«On a une télévision d’hommes blancs de plus de 50 ans et ça, il va falloir que cela change.»
Avec Delphine Ernotte, le ton était donné dès le départ. Dans une interview à Europe 1 en septembre 2015, soit quelques semaines à peine après sa nomination, la présidente de France Télévisions annonçait la couleur.
Depuis cette déclaration d’intention, celle qui vient tout juste d’être élue à la présidence de l’Union européenne de radio-télévision a fait le tri dans les rangs du groupe télévisuel: les animateurs Julien Lepers, Philippe Verdier, Frédéric Taddeï, David Pujadas et Tex ont été évincés sans ménagement du service public. Ce dernier s’en était d’ailleurs plaint ouvertement en août à Nicolas Sarkozy: quatre ans après son départ du groupe, la pilule n’était toujours pas passée.

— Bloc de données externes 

PR #57, opened 2021-01-22
User can select where in the dataset the test data comes from 

Erin007:
Early in the curriculum unit, we'd like to ensure that students are creating the same models given the same datasets.  The only way to do this is to eliminate the randomness with which we've been selecting the test data from the data set. This change adds a dropdown for a user to select "beginning", "middle" or "random" for where the test data comes from. 

Screen Shot 2021-01-22 at 3 48 01 PM

If the user has selected to reserve 0% of the dataset, they will not see this additional dropdown. 

Screen Shot 2021-01-22 at 3 48 09 PM

### DIFF
--- a/src/UIComponents/SelectTrainer.jsx
+++ b/src/UIComponents/SelectTrainer.jsx
@@ -5,17 +5,20 @@ import { connect } from "react-redux";
 import {
   getShowChooseReserve,
   setPercentDataToReserve,
+  setReserveLocation,
   setSelectedTrainer,
   getCompatibleTrainers,
   setKValue
 } from "../redux";
-import { styles, TRAINING_DATA_PERCENTS } from "../constants";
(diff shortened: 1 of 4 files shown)


breville (approved):

breville:
Oh, you could also set up the parameterisation for this, to both set a value and hide it from the UI, similar to how we do it for `hideSelectTrainer`.  Otherwise, I can do it next week.  It would be good to keep the `minimal` example mode up to date with parameters like this which would keep it... minimal. :)

Erin007:
> Oh, you could also set up the parameterisation for this, to both set a value and hide it from the UI, similar to how we do it for `hideSelectTrainer`. Otherwise, I can do it next week. It would be good to keep the `minimal` example mode up to date with parameters like this which would keep it... minimal. :)

It will default to selecting from the beginning of the dataset, and I can add parameterization for this as a follow up.

PR #58, opened 2021-01-27
Convert numbers back to human readable strings in Results table 

Erin007:
For categorical data, we convert each category to a number "behind the scenes" before it can be used by the machine learning algorithms.  We're converting the predictions back to human readable strings for the expected and predicted labels in the Results table, but we weren't converting the feature column data in the results table. Now we are. 

Before: 
Screen Shot 2021-01-26 at 9 23 07 PM

After: 
Screen Shot 2021-01-26 at 9 21 09 PM

### DIFF
--- a/src/redux.js
+++ b/src/redux.js
@@ -582,8 +582,13 @@ export function getConvertedAccuracyCheckExamples(state) {
 }
 
 export function getConvertedLabel(state, rawLabel) {
-  if (state.labelColumn) {
-    getConvertedValue(state, rawLabel, state.labelColumn);
+  if (state.labelColumn && !isEmpty(state.featureNumberKey)) {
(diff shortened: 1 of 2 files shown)


Erin007:
@brondle FYI

src/redux.js
```diff
@@ -556,6 +556,31 @@ function isEmpty(object) {
...
+  }
+}
+
+export function getConvertedAccuracyCheckExamples(state) {
+  const convertedAccuracyCheckExamples = [];
+  var example;
+  for (example of state.accuracyCheckExamples) {
+    let convertedAccuracyCheckExample = [];
+    var i;
+    for (i = 0; i < state.selectedFeatures.length; i++) {
```
breville, line 574: nit: can you do `var i = 0` inside the `for`?

breville (approved):

PR #509, opened 2020-02-19
Gcw 2985 Fixed addition of zero quantity item in cart

swatijadhav:
### Ticket Link: 
https://jira.crossroads.org.hk/browse/GCW-2985

### What does this PR do?
This PR fixes two issue:

1. In the Browse app, it does not fetch the items with zero quantity in the response. But there are some cases where item page is open in browser and it is dispatched from the stock app, which changes the quantity to zero but the `Request Item` button is still active.
Fixed this issue by disabling the `Request Item` button 

Screen Shot 2020-02-18 at 12 16 04 PM

2. On cart show page `/cart`, even though there are no items in cart, `Submit order` button is active and which shows message on click as 
Screen Shot 2020-02-18 at 12 21 21 PM

This seems bit confusing, as User have not added any item at all. 

Fixed it by disabling the `submit order` button.

Screen Shot 2020-02-19 at 9 09 10 AM

### Impacted Areas

`/cart` and item page

### DIFF
--- a/app/controllers/item.js
+++ b/app/controllers/item.js
@@ -42,8 +42,10 @@ export default Controller.extend({
       : [item];
   }),
 
-  notAvailableInStock: computed("allPackages.@each.quantity", function() {
-    let quantities = this.get("allPackages").map(pkg => pkg.get("quantity"));
+  notAvailableInStock: computed("allPackages.@each.onHandQuantity", function() {
+    let quantities = this.get("allPackages").map(pkg =>
+      pkg.get("onHandQuantity")
+    );
     return _.sum(quantities) === 0;
   }),
 
--- a/app/controllers/item.js
+++ b/app/controllers/item.js
@@ -4,6 +4,7 @@ import { alias, empty, gt, sort } from "@ember/object/computed";
 import { inject as service } from "@ember/service";
 import Controller, { inject as controller } from "@ember/controller";
 import config from "../config/environment";
+import _ from "lodash";
 
 export default Controller.extend({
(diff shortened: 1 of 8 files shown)


app/controllers/item.js
```diff
@@ -41,6 +42,11 @@ export default Controller.extend({
       : [item];
   }),
 
+  notAvailableInStock: computed("allPackages.@each.quantity", function() {
+    let quantities = this.get("allPackages").map(pkg => pkg.get("quantity"));
+    return _.sum(quantities) === 0;
+  }),
+
```
patrixr: We're in the process of removing the `quantity` field, as it is faulty. So if you could avoid using it that'd be very helpful :)
As of now the available quantity can still be inferred from the `packages_locations` and the `orders_packages`.

In the near future we will have multiple fields like `available_quantity`, `designated_quantity`, etc... (IN PROGRESS)

abhinav098: @swatijadhav , you can check the `stockit_item_serializer`(`on_hand_attribute`) to check how we're calculating the available quantity. 

Unfortunately, we are not using `stockit_item_serializer` on browse. So you can check how we can send the `on_hand_quantity` to browse using the `package_serializer`. 

Using quantity from now on can become misleading in the coming future and we might need to fix that throughout. As @patrixr mentioned , we want to get rid of this quantity column.

patrixr: If the records are available on the frontend then a computed property could be enough as a temporary measure, rather than making more api changes

PR #511, opened 2020-02-20
Release send booking type for appointment slots

patrixr:
This is related to an urgent request from the staff to lock down only appointments during the Coronavirus outbreak.

It will give the API more control over the dates that it sends


patrixr:
> just a reminder, to change version on CircleCI as well.

Already done ;)

PR #512, opened 2020-02-20
 GCW-2920 avoid creation of empty order

swatijadhav:
### Ticket Link: 
https://jira.crossroads.org.hk/browse/GCW-2920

Pourtant, même une motion de défiance adoptée à 84% des voix en décembre 2017 n’avait pas empêché Delphine Ernotte d’être la première dirigeante de France Télévisions reconduite à son poste, en juillet dernier.

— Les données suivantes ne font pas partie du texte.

PR #522, opened 2020-03-03
GCW-3070 fix for page breaking if package is not present

bharat619:
### Ticket Link: 
https://jira.crossroads.org.hk/browse/GCW-3070

### What does this PR do?
This PR will fix bug in browser app when a particular item is viewed when it is not available in the inventory.

Steps to reproduce:
1. View a package in the browse app
2. Designate all the quantities for the same package
3. Refresh the page in the browse app, the page breaks

### Impacted Areas

Browse > Category

### Screenshots

Screen Shot 2020-03-03 at 9 53 17 AM

### DIFF
--- a/app/routes/application.js
+++ b/app/routes/application.js
@@ -142,6 +142,7 @@ export default Route.extend({
 
   handleError: function(reason) {
     try {
+      debugger;
       var status;
       // let hasPopup = Ember.$('.reveal-modal:visible').length > 0;
       try {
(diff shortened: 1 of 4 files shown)


app/routes/application.js
```diff
@@ -180,7 +180,11 @@ export default Route.extend({
       // as we're trying to render a page and remove loading
       // indicator at a same time
       later(() => {
-        if (this.loadingView) {
+        // Clear the loader only if the loader is actually present in the DOM
+        if (
+          this.loadingView &&
+          document.getElementById(this.loadingView.elementId)
```
abulsayyad123: Do we really need DOM check here ?  I think check on `this.loadingView.elementId` is enough. Thoughts ?

PR #530, opened 2020-03-13
GCW-2997 add loading screen at request and remove item

swatijadhav:
### Ticket Link: 
https://jira.crossroads.org.hk/browse/GCW-2997

### What does this PR do?
Add loading screen at the request and remove the item.

### DIFF
--- a/app/services/cart.js
+++ b/app/services/cart.js
@@ -4,7 +4,7 @@ import { computed } from "@ember/object";
 import { inject as service } from "@ember/service";
 import ApiService from "./api-base-service";
 import _ from "lodash";
-import { getOwner } from "@ember/application";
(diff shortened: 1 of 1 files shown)


app/services/cart.js
```diff
@@ -216,10 +227,20 @@ export default ApiService.extend({
   },
 
   remove(pkgOrItem) {
+    let promise;
+    let loadingView = getOwner(this)
```
abulsayyad123: We can use `runTask` from `asyn_task` mixins.

abulsayyad123: Eg: https://github.com/crossroads/browse.goodcity/blob/master/app/controllers/order/confirm_booking.js#L16

PR #543, opened 2020-04-02
GCW-2990 fix the something went wrong error on order cancellation

bharat619:
### Ticket Link: 
https://jira.crossroads.org.hk/browse/GCW-2990

### What does this PR do?
Resolves the error for `Something went wrong`

### DIFF
--- a/app/controllers/order/client_information.js
+++ b/app/controllers/order/client_information.js
@@ -1,5 +1,6 @@
 import $ from "jquery";
 import { computed } from "@ember/object";
+import { inject as service } from "@ember/service";
 import { alias, equal } from "@ember/object/computed";
 import Controller, { inject as controller } from "@ember/controller";
 import { getOwner } from "@ember/application";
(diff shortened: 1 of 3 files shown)


app/controllers/order/client_information.js
```diff
@@ -90,52 +92,58 @@ export default Controller.extend(cancelOrder, {
...
-    } else {
-      store.pushPayload(beneficiaryResponse);
+      if (beneficiary && actionType === "DELETE") {
+        store.unloadRecord(beneficiary);
+      } else {
+        store.pushPayload(beneficiaryResponse);
+      }
+      this.send("redirectToGoodsDetails");
+      loadingView.destroy();
+    } catch (err) {
```
abulsayyad123, line 142: I think it would be better to use send `runTask` mixins. It will automatically handle error instead of explicitly using `messageBox` here.

steveyken:
@bharat619 I know this ticket has been parked for time being... do you want to convert this PR to draft? It will help clear out the PR review queue until it's ready

PR #549, opened 2020-04-09
GCW-3084 removed old previous-route related code changes and added new back-link component

swatijadhav:
### Ticket Link: 
https://jira.crossroads.org.hk/browse/GCW-3084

Dans une interview au Monde donnée ce lundi 16 novembre, celle-ci a dessiné les grandes lignes de ce second mandat et pointé du doigt la «distorsion trop grande entre la réalité et sa représentation à la télévision».
«Nos publics revendiquent d’être mieux représentés, en matière de parité, de couleur de peau, de handicap, d’origine géographique et sociale. […] D’après le Conseil supérieur de l’audiovisuel (CSA), les personnes “perçues comme non blanches” représenteraient environ 25% de la société française, contre 15% à la télévision. On a un énorme rattrapage à faire. Ce sera le fil rouge de mon nouveau mandat», affirme désormais Delphine Ernotte.
Cette exigence de «parité» et de «représentativité» des minorités est-elle le faux-nez d’une forme de discrimination positive, une pratique théoriquement interdite en France? Joint par Sputnik, Sami Biasoni, professeur chargé de cours à l’Essec et auteur du livre Français malgré eux (Éd. L’Artilleur), craint les conséquences de telles politiques: «En voulant lutter contre les inégalités, on crée de nouvelles inégalités bien plus terribles.»
«Vernis scientifique sur des choses absolument subjectives»
Le fait que l’ancienne dirigeante de France Télécom cite ouvertement le CSA est d’ailleurs tout sauf anodin, relève Sami Biasoni.
«Delphine Ernotte reprend la terminologie employée par le Conseil supérieur de l’audiovisuel qui a créé en 2007 un “observatoire de la diversité” ainsi qu’un baromètre annuel de la diversité. Le CSA classe et organise les individus selon des critères de “blancs” et de “non-blancs” ou encore de genre. On est vraiment dans cette filiation-là.»
Sami Biasoni donne quant à lui une explication très pragmatique à ces chiffres. «Comme les statistiques ethniques sont interdites, on parle de perception de blancheur ou de non-blancheur de peau, ce qui est déjà problématique. On donne en réalité un vernis scientifique à des choses absolument subjectives.»
«Situation à l’américaine extrêmement dangereuse»
Par ailleurs, en cherchant à promouvoir la diversité au sein du groupe audiovisuel, Delphine Ernotte serait «influencée par les modes culturelles en vigueur aux États-Unis», selon Claude Chollet, les Américains n’ayant aucun complexe à s’adonner à l’affirmative action au sein de leurs institutions, de leurs universités et de leurs médias. Encore récemment, l’imposition de quotas pour les films éligibles aux Oscars en était l’illustration. Sami Biasoni s’inquiète que l’on aboutisse en France à «une situation à l’américaine extrêmement dangereuse».
Enfin, si cette tendance des élites françaises à reproduire le modèle multiculturel américain «n’est pas nouvelle», le président de l’Observatoire du journalisme fait remarquer que le processus tend à s’accélérer ces dernières années:
«La nouveauté, c’est que le décalage se réduit de plus en plus rapidement, en l’espace de quelques mois seulement: l’idée de repentance, l’influence LGBT+, l’indigénisme… nous viennent directement du puritanisme anglo-saxon. Delphine Ernotte s’inscrit totalement dans cette affiliation», observe Claude Chollet.